Abstract
Adoptive T cell receptor-engineered therapies (TCR-Ts) enable targeted redirection of T cells to tumor antigens presented by human leukocyte antigen (HLA) molecules on cancer cells. While these therapies have demonstrated clinical promise, their broader application is constrained by the extreme polymorphism of classical HLA genes. This necessitates HLA allele-specific TCR-T designs and limits population-scale accessibility.
To address this, we investigated HLA-E, a non-classical, functionally monomorphic HLA molecule that presents self- and pathogen-derived antigens. This characteristic positions HLA-E as a potential platform for universal TCR-T development for virus-associated cancers. HLA-E has been shown to present antigenic peptides and elicit T cell responses in cells infected with human immunodeficiency virus, Epstein-Barr virus (EBV), influenza, and cytomegalovirus (CMV) (Vietzen et al. Blood. 2023, Yang et al. Sci Immuno. 2021). Virus-associated cancers are often regionally endemic affecting genetically diverse populations and highlighting the need for broadly applicable therapies. One example, human T lymphotropic virus 1 (HTLV-1)-associated T cell leukemia/lymphoma (ATLL), is an aggressive malignancy distributed in South/Central America, Africa, and Japan with no standard curative treatment.
As a proof-of-concept for HLA-E–restricted TCR-T therapy, we isolated a TCR specific for the VL9 peptide (VMAPRTLLL), derived from the CMV UL40 gene and presented by HLA-E. Short-term T cell lines were generated from peripheral blood mononuclear cells (PBMCs) of CMV-seropositive donors using artificial antigen-presenting cells (aAPCs) expressing HLA-E-VL9. VL9-specific T cells were detected in 5 of 12 donors. We used tetramer sorting and single-cell TCR sequencing to identify the dominant VL9-reactive TCR from the donor with the greatest T cell expansion.

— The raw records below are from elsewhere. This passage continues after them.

PR #774, opened 2017-12-20
Add "Invert percentage value" option to blinds_lamella & blinds_shutter

mheiss:
*) A new parameter has been added to the blinds_lamella and
blinds_shutter channel definition to invert the percentage value. The
same option is already present on the Rollershutter channel but was
missing in the other channels. Thus the lamella /shutter where moving in
the wrong direction when using this channels.

*) The parameter is evaluated in the proprietary converter used to
control the Fibaro FGR222 shutter.

Signed-off-by: Michael Heiß <michael.heiss@outlook.at>

### DIFF
--- a/ESH-INF/thing/_channels.xml
+++ b/ESH-INF/thing/_channels.xml
@@ -309,6 +309,18 @@
         <label>Blinds Lamella Position</label>
         <description>Sets the blinds lamella position</description>
         <category>Blinds</category>
+        <config-description>
+            <parameter name="config_invert_percent" type="boolean">
+                <label>Invert percentage value</label>
+                <description>Invert the lamella percentage value</description>
+                <default>false</default>
+                <options>
+                    <option value="true">Yes</option>
+                    <option value="false">No</option>
+                </options>
+                <limitToOptions>true</limitToOptions>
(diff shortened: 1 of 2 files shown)


cdjackson:
I guess you have tested this and it's working ok? Otherwise looks fine to me - thanks.
If you confirm it's tested I'll merge and will create a new binding next week when I'm back from holiday.

Cheers
Chris

mheiss:
Can confirm that it's tested. I have multiple FGR222 shutters at home and they are working fine with the new parameter.

Regards,
Michael

kaikreuzer:
> Thus the lamella /shutter where moving in the wrong direction when using this channels.

Just a stupid question: Why do we at all need an option to have it move in the wrong direction? Why not simply fix it in a way that it always moves as expected?

mheiss:
I have multiple shutters at home and it seems that it physically connected some in the wrong way. Thus when i press the UP button it will move down. I would now need to change the physical installation or fix it in the software. As i do not want to again mess around with the installation i was happy to see that i can fix it in the software :D

kaikreuzer:
Ok, that's a good reason then :-D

To assess the function of this TCR, we generated a T cell activation reporter line using CRISPR to delete endogenous HLA-E in the TCRnull NFAT-luciferase Jurkat cell line (Grailer et al. J of Immunotherapy. 2023) followed by transduction of the VL9-TCR. This system enabled high-throughput, luminescence-based screening against a panel of aAPCs presenting various HLA-E–peptide complexes. Unexpectedly, the VL9-TCR exhibited cross-reactivity, recognizing multiple unrelated HLA-E–peptide ligands. Structural modeling with AlphaFold3 supported TCR-peptide-HLA-E interaction interfaces across these complexes.
We next screened a panel of HLA-E–positive cancer lines and healthy tissues for susceptibility to this TCR compared to HLA-Enull K562 cells. The reporter line showed robust activation (>20-fold) in the HTLV-1+ ATLL cell line, 84C and the EBV+ Burkitt's lymphoma line, Raji. Moderate activation (>5-fold) was also observed in human papilloma virus positive (HPV+) cervical cancer lines SiHa and HeLa. Healthy primary PBMCs and lung endothelial cells also moderately activated the reporter line, indicating potential off-tumor reactivity.

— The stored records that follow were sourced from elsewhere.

PR #780, opened 2017-12-29
Database update

cdjackson:


arenk:
#789 The Fibaro Roller Shutter 2 does not work anymore following the update 4 days ago (cannot change the parameters and device is not recognized correctly). The only difference I could see comparing the two versions: Using FGR222 instead of FGRM222

PR #432, opened 2024-02-12
Solution

kolya2731:


app/main.py
```diff
@@ -1,25 +1,90 @@
...
+            max_amount
+        )
 
 
 class Slide:
-    pass
+    def __init__(
+            self,
+            name: str,
+            limitation_class: SlideLimitationValidator
```
Dimosphen1, line 83: You should indicate in the type annotation that you expect to obtain a subclass of `SlideLimitationValidator`, not an instance of this class. Change your type annotation to encounter that.

app/main.py
```diff
@@ -1,25 +1,90 @@
...
 
 class SlideLimitationValidator(ABC):
-    pass
+    def __init__(self, age: int, weight: int, height: int) -> None:
+        self.age = age
+        self.weight = weight
+        self.height = height
+
+    @abstractmethod
+    def is_valid(self, visitor: Visitor) -> None:
```
Dimosphen1, line 39: There is no need for `is_valid` methods in all classes, you should define `age`, `weight` and `height` as class attributes and assign corresponding instances of `IntegerRange` class with limitations to each range. It will allow to utilize the `__set__` method later to trigger an error for further processing.

app/main.py
```diff
@@ -1,25 +1,90 @@
...
+            self,
+            name: str,
+            limitation_class: SlideLimitationValidator
+    ) -> None:
+
+        self.name = name
+        self.limitation_validator = limitation_class()
+
+    def can_access(self, visitor: Visitor) -> bool:
+        return self.limitation_validator.is_valid(visitor)
```
Dimosphen1, line 90: You should try initializing the `limitation_class` with values present in `visitor` and depending on the presence or absence of an exception (`ValueError`) return the boolean value.

Dimosphen1 (changes requested):

PR #440, opened 2024-02-25
Solution

MariiaSydoruk:


app/main.py
```diff
@@ -1,25 +1,65 @@
-from abc import ABC
+class IntegerRange:
+    def __init__(self, min_amount: int, max_amount: int) -> None:
+        self.min_amount = min_amount
+        self.max_amount = max_amount
 
+    def __set_name__(
+            self, owner: "SlideLimitationValidator",
+            name: str) -> None:
```
Dimosphen1: If there are no arguments on the same line as the opening parenthesis, the closing parenthesis should not have any arguments on the same line as well. Apply this change to all related places

Dimosphen1: Place each argument on a new line including `self`

app/main.py
```diff
@@ -1,25 +1,65 @@
-from abc import ABC
+class IntegerRange:
+    def __init__(self, min_amount: int, max_amount: int) -> None:
+        self.min_amount = min_amount
+        self.max_amount = max_amount
 
+    def __set_name__(
+            self, owner: "SlideLimitationValidator",
```
Dimosphen1: Do not limit `owner` to just instances of `SlideLimitationValidator`, indicate that it could be any object in the type annotation to not limit the `IntegerRange` class. Apply this change to all related places

app/main.py
```diff
@@ -1,25 +1,65 @@
...
+            self, name: str,
+            limitation_class: SlideLimitationValidator) -> None:
+        self.name = name
+        self.limitation_class = limitation_class
+
+    def can_access(self, visitor: Visitor) -> bool:
+        try:
+            self.limitation_class(visitor.age, visitor.weight, visitor.height)
+            return True
+        except ValueError:
```
Dimosphen1: You should catch here not only `ValueError`, but `TypeError` as well since it is declared

app/main.py
```diff
@@ -1,25 +1,65 @@
...
+    age = IntegerRange(14, 60)
+    weight = IntegerRange(50, 120)
+    height = IntegerRange(120, 220)
 
 
 class Slide:
-    pass
+    def __init__(
+            self, name: str,
+            limitation_class: SlideLimitationValidator) -> None:
```
Dimosphen1: Indicate that you expect to obtain not an instance of the `SlideLimitationValidator` class, but a subclass of the `SlideLimitationValidator` class for `limitation_class` in the type annotation

app/main.py
```diff
@@ -1,25 +1,65 @@
...
+    def __init__(self, name: str, age: int, weight: int, height: int) -> None:
+        self.name = name
+        self.age = age
+        self.weight = weight
+        self.height = height
 
 
-class SlideLimitationValidator(ABC):
-    pass
+class SlideLimitationValidator:
```
Dimosphen1: Keep `SlideLimitationValidator` class inheritance from the `ABC`, do not remove it

Dimosphen1 (changes requested):

app/main.py
```diff
@@ -2,24 +2,70 @@
...
 
 class Slide:
-    pass
+    def __init__(
+            self,
+            name: str,
+            limitation_class: (
+                ChildrenSlideLimitationValidator
+                | AdultSlideLimitationValidator
+            )
```
Dimosphen1: Use the following syntax for the type annotation here
```suggestion
            limitation_class: type[SlideLimitationValidator]
```

app/main.py
```diff
@@ -2,24 +2,70 @@
...
+            self,
+            owner: any,
+            name: str
+    ) -> None:
+        self.protected_name = f"_{name}"
+
+    def __get__(self, instance: any, owner: any) -> str:
+        return getattr(instance, self.protected_name)
+
+    def __set__(self, instance: any, value: int) -> None:
```
Dimosphen1: It is better to use `Any` from `typing` since it is not deprecated. Change in all places

Dimosphen1 (changes requested):

viktoria-rybenchuk (approved):
LGTM!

We next examined if primary CD8 T cells redirected against HLA-E-VL9 (VL9-TCR-T) had cytotoxic potential. CD8 T cells from healthy donors were activated with α-CD3 and α-CD28 antibodies and stimulated with cytokines. The cells then underwent endogenous TCR and HLA-E deletion using CRISPR methods and transduced with the VL9-TCR. VL9-TCR-Ts were co-cultured with 84C and healthy donor PBMCs at a 1:1 effector-to-target ratio for 6 hours. VL9-TCR-Ts exhibited potent and preferential killing of 84C cells compared to PBMCs (49.6% vs. 70.1% viable cells). Expression of T cell activation markers INF-γ and CD107a by intracellular cytokine staining and flow cytometry and use of HLA-E KO control targets confirmed CD8 T cell mediated cytotoxicity and HLA-E dependence.

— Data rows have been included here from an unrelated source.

PR #450, opened 2024-03-07
Solution

liudmylaperchevska:


app/main.py
```diff
@@ -1,25 +1,82 @@
...
+            <= slide.age.max_amount,
+
+            slide.weight.min_amount
+            <= visitor.weight
+            <= slide.weight.max_amount,
+
+            slide.height.min_amount
+            <= visitor.height
+            <= slide.height.max_amount
+        ])
```
Dimosphen1: There is a code duplication, please utilize the `__set__` method from the `IntegerRange` class and raise an exception that would be processed here and thus allow avoiding code duplication.

app/main.py
```diff
@@ -1,25 +1,82 @@
...
 class Slide:
-    pass
+    def __init__(
+            self,
+            name: str,
+            limitation_class:
+            AdultSlideLimitationValidator | ChildrenSlideLimitationValidator
+    ) -> None:
+        self.name = name
+        self.limitation_class = limitation_class()
```
Dimosphen1: You should call `limitation_class` in the `can_access` method to trigger an exception raise

app/main.py
```diff
@@ -1,25 +1,82 @@
...
+        )
 
 
 class Slide:
-    pass
+    def __init__(
+            self,
+            name: str,
+            limitation_class:
+            AdultSlideLimitationValidator | ChildrenSlideLimitationValidator
```
Dimosphen1: Indicate that `limitation_class` should be a subclass of `SlideLimitationValidator`, not an instance of the mentioned classes
```suggestion
            limitation_class: type[SlideLimitationValidator]
```

app/main.py
```diff
@@ -1,25 +1,82 @@
...
+        self.height = height
 
 
 class ChildrenSlideLimitationValidator(SlideLimitationValidator):
-    pass
+    def __init__(self) -> None:
+        super().__init__(
+            age=IntegerRange(4, 14),
+            weight=IntegerRange(20, 50),
+            height=IntegerRange(80, 120)
```
Dimosphen1: You should define these arguments as class attributes to utilize the functionality of the `IntegerRange` class here and in the `AdultSlideLimitationValidator` class

Dimosphen1 (changes requested):

app/main.py
```diff
@@ -1,25 +1,81 @@
...
+        self.weight = weight
+        self.height = height
 
 
 class SlideLimitationValidator(ABC):
-    pass
+    #
+    # age = IntegerRange
+    # weight = IntegerRange
+    # height = IntegerRange
```
Dimosphen1: Delete unnecessary comments

app/main.py
```diff
@@ -1,25 +1,81 @@
...
+            type[SlideLimitationValidator]
+    ) -> None:
+        self.name = name
+        self.limitation_class = limitation_class
+
+    def can_access(self, visitor: Visitor) -> bool:
+        try:
+            self.limitation_class(visitor.age, visitor.weight, visitor.height)
+            return True
+        except ValueError:
```
Dimosphen1: You should catch `TypeError` here as well since it could be raised in the `__set__` method

Dimosphen1 (changes requested):

app/main.py
```diff
@@ -1,25 +1,77 @@
...
+            type[SlideLimitationValidator]
+    ) -> None:
+        self.name = name
+        self.limitation_class = limitation_class
+
+    def can_access(self, visitor: Visitor) -> bool:
+        try:
+            self.limitation_class(visitor.age, visitor.weight, visitor.height)
+            return True
+        except ValueError or TypeError:
```
Dimosphen1, line 76: It is preferable to catch multiple errors in this way
```suggestion
        except (ValueError, TypeError):
```

Dimosphen1 (approved):
LGTM, one comment is left for consideration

These findings demonstrate the feasibility of HLA-E–restricted TCR-Ts for targeting virus-associated cancers while underscoring the challenges of off-target cross-reactivity. While alone, the VL9-TCR-T has limited clinical applicability, we are incorporating logic-gated control systems, such as synthetic Notch receptors that recognize tumor-associated markers like CD30 (expressed on the 84C line), to further restrict TCR expression against malignant cells and enhance therapeutic precision (Roybal et al. Cell. 2016). We are also using mass spectrometry to identify novel tumor-specific viral peptides, which may enable the development of more selective, HLA-E–based therapies.